§ Data listing:
::::::::
PR #252, opened 2024-01-09
test(karma): switch to jsdom test runner

MattCheely:
Chrome Headless is failing in CI since the puppeteer upgrade. Switch to JSDOM to simplify CI testing

### DIFF
--- a/package.json
+++ b/package.json
@@ -1,6 +1,6 @@
 {
   "name": "iframe-coordinator-monorepo",
-  "version": "5.5.4",
+  "version": "5.5.6",
   "workspaces": [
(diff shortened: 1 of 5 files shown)


package.json
```diff
@@ -1,6 +1,6 @@
 {
   "name": "iframe-coordinator-monorepo",
-  "version": "5.5.4",
+  "version": "5.5.6",
```
MattCheely, line 3: The package version also got out of sync with what's published somewhere along the way, so I bumped it in the repo to clear that out.

daragh-king-genesys (approved):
::::::::
§ Directions: Find every line of the data above that holds the word "MattCheely", then state how many there are and nothing else.

§ Worked solution: 2